| EXERCISE DETAILS |
Your job with the data below is to output exactly the lines from the one holding "Issue #54, opened 2022-09-26" down to the one holding "4. Something other?", both included, and no others.

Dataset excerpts
◆ ◆ ◆

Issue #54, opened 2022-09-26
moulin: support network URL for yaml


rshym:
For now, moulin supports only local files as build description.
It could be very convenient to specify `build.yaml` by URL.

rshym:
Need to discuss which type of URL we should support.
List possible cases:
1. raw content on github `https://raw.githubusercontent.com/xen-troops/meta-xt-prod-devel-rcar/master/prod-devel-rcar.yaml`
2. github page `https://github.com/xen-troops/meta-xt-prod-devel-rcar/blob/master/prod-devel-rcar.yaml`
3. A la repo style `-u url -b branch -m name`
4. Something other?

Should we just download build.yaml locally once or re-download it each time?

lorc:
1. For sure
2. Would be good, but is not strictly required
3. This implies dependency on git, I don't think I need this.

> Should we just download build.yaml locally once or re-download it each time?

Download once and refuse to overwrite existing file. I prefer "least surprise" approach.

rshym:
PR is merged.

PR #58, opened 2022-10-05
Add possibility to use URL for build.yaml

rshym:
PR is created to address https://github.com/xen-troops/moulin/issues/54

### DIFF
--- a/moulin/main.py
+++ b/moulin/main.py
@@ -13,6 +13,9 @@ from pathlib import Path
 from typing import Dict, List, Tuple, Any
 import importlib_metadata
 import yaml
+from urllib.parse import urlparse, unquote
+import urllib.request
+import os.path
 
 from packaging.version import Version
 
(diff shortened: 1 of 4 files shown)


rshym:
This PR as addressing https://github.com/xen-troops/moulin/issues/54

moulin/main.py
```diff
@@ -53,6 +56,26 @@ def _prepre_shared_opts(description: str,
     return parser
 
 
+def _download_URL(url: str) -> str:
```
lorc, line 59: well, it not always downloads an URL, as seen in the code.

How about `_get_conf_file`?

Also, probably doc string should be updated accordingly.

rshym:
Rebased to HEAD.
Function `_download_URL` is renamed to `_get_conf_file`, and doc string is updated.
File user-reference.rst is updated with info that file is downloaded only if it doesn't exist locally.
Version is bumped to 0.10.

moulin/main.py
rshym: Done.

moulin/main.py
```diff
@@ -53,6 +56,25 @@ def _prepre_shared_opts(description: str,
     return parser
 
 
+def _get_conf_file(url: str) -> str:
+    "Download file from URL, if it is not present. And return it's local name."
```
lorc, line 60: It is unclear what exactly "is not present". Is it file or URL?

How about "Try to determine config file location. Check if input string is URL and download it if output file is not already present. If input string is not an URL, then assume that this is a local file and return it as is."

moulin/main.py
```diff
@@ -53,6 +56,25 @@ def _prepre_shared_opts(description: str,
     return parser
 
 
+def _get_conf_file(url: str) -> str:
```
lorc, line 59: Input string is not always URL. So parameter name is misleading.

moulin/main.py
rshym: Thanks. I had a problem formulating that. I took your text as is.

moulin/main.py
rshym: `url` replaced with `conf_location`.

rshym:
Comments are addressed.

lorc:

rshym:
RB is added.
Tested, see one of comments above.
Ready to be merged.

◆ ◆ ◆

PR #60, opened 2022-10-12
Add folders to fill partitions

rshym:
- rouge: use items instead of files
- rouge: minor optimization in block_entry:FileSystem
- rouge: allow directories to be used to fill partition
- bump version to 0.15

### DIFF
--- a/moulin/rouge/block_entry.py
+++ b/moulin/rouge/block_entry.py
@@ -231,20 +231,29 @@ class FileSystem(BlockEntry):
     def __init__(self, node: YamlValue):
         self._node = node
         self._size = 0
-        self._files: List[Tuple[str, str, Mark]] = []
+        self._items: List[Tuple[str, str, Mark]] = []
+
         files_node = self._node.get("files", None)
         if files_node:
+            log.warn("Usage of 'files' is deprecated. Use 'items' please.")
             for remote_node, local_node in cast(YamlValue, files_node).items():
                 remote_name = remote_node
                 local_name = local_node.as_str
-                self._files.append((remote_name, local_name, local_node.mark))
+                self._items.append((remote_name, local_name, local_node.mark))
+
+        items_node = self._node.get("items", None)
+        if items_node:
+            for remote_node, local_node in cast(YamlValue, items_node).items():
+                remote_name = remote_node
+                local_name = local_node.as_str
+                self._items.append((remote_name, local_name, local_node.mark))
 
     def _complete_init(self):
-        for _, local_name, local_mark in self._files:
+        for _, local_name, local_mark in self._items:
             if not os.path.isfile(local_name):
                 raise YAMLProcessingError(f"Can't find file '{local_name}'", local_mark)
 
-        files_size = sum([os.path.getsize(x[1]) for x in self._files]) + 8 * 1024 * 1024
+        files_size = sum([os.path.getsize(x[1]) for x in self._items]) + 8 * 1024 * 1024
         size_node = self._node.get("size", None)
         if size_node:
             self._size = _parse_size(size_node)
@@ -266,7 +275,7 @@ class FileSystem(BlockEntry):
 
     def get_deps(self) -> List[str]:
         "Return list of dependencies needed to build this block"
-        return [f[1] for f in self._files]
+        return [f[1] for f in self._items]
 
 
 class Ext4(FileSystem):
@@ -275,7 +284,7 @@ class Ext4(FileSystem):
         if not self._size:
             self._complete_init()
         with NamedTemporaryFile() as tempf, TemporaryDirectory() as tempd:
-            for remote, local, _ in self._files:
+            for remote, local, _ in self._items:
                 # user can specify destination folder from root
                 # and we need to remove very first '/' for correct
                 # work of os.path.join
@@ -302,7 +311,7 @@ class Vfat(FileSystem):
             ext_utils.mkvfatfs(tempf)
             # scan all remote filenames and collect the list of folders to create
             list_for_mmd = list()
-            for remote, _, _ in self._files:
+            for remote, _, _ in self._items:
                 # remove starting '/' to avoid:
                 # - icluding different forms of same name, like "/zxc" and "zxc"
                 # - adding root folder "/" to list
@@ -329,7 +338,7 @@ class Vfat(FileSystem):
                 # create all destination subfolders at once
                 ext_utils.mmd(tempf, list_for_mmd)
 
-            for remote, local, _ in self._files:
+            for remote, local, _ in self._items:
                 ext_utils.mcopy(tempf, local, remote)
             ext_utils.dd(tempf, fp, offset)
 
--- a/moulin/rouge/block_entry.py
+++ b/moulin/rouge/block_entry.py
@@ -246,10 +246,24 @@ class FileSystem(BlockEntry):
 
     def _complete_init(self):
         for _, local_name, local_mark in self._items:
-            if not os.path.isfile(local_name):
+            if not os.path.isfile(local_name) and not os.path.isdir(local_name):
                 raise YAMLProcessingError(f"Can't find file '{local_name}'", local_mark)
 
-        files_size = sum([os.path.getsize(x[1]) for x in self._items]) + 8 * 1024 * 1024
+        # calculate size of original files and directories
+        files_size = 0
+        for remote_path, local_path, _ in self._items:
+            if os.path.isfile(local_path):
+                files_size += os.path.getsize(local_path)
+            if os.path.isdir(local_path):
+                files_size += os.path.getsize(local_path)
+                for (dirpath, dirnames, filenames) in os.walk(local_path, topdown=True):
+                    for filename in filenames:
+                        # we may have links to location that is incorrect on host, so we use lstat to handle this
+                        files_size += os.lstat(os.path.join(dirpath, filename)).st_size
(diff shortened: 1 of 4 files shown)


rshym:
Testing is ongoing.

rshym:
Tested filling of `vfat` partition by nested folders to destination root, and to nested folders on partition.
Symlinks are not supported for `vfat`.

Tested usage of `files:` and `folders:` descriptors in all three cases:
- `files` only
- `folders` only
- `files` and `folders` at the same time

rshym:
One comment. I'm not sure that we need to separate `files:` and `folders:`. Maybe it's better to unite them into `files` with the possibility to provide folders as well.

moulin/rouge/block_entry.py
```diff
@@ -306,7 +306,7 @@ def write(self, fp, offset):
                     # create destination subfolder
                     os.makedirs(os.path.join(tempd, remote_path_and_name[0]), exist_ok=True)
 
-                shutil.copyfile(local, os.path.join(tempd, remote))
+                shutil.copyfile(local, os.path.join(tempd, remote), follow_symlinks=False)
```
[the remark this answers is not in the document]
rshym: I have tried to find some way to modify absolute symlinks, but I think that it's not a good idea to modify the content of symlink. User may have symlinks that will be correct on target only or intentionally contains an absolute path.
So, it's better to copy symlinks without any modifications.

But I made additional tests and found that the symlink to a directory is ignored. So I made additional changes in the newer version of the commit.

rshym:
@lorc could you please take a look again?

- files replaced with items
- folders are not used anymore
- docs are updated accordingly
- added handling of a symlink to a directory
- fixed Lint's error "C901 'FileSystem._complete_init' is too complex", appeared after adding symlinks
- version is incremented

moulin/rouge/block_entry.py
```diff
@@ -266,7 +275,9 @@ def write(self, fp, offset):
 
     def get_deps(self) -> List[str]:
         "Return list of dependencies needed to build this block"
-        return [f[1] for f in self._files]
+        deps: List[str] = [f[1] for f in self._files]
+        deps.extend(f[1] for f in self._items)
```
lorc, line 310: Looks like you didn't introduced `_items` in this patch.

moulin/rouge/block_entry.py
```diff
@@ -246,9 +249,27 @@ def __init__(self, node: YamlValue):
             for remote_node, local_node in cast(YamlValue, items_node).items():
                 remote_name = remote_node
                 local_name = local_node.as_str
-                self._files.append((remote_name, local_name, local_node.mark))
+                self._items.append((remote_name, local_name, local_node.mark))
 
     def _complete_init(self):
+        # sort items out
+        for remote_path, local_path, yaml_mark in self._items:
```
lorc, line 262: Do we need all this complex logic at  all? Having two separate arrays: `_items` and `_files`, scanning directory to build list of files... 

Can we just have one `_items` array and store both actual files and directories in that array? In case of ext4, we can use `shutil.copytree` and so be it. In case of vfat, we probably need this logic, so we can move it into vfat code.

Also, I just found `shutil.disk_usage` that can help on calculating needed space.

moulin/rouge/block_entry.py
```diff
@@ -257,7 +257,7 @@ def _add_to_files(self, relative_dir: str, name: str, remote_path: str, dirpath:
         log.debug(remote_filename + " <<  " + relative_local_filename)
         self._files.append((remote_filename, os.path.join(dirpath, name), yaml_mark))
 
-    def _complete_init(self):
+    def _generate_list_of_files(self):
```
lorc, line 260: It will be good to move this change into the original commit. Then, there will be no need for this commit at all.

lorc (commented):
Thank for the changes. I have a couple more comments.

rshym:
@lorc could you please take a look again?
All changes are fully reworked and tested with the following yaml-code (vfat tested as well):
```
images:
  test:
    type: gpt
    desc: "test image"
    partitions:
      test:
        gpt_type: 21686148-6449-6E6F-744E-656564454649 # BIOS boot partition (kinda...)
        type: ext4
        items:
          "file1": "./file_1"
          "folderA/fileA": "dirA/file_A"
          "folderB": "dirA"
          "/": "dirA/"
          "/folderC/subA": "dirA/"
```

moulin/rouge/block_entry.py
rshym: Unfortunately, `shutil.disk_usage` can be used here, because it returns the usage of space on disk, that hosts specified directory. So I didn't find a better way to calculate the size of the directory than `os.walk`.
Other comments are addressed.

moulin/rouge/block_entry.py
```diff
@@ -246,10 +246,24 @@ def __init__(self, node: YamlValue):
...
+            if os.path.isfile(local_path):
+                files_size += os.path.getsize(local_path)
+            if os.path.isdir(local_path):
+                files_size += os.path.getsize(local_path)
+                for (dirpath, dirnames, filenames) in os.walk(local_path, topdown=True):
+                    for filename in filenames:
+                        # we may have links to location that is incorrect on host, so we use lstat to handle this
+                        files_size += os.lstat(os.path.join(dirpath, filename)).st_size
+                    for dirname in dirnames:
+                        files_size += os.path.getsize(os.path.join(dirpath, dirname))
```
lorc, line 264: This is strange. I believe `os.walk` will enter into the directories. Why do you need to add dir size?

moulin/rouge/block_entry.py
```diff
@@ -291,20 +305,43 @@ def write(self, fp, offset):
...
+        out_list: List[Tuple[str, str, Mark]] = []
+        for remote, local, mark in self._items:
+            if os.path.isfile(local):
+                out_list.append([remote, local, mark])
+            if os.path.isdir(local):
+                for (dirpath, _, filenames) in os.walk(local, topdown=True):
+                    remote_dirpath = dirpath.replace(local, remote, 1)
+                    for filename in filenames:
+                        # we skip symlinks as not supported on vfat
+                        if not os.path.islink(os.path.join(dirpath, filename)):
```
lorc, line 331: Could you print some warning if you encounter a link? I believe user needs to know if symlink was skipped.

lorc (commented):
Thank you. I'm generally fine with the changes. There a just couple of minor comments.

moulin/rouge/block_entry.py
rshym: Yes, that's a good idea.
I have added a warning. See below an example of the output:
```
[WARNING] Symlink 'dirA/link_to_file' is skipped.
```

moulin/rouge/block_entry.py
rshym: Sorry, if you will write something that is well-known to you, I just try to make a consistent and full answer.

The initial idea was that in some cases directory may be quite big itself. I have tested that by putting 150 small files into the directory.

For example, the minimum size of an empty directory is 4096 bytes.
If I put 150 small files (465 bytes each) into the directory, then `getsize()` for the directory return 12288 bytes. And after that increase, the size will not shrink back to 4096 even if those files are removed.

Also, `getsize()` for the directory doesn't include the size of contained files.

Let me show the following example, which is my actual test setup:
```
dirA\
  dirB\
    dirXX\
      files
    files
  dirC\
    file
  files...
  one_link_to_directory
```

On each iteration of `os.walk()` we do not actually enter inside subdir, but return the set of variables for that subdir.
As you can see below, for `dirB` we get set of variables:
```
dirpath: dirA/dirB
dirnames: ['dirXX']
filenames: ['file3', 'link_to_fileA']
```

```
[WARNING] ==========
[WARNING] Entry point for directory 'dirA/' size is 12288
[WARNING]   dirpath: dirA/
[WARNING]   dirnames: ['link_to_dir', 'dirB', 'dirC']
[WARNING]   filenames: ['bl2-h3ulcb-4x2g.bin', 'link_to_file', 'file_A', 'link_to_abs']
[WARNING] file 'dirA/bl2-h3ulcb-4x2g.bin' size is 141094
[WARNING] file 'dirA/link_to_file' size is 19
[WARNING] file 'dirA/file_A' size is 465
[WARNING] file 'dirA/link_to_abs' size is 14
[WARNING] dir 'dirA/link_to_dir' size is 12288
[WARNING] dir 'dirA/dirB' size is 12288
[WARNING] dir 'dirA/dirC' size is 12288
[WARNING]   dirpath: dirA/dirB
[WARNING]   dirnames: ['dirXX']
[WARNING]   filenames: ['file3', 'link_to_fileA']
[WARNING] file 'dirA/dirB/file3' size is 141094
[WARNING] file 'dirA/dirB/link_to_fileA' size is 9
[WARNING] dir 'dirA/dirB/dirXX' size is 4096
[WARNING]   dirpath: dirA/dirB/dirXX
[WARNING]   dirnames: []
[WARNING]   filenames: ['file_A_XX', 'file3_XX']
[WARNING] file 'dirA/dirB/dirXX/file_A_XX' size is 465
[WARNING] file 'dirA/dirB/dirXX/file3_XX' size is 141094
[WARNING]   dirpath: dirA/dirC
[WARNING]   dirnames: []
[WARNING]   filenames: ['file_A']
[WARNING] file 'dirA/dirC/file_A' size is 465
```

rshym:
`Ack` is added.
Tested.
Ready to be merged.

◆ ◆ ◆

| SOLVED PROBLEM |
Issue #54, opened 2022-09-26
moulin: support network URL for yaml


rshym:
For now, moulin supports only local files as build description.
It could be very convenient to specify `build.yaml` by URL.

rshym:
Need to discuss which type of URL we should support.
List possible cases:
1. raw content on github `https://raw.githubusercontent.com/xen-troops/meta-xt-prod-devel-rcar/master/prod-devel-rcar.yaml`
2. github page `https://github.com/xen-troops/meta-xt-prod-devel-rcar/blob/master/prod-devel-rcar.yaml`
3. A la repo style `-u url -b branch -m name`
4. Something other?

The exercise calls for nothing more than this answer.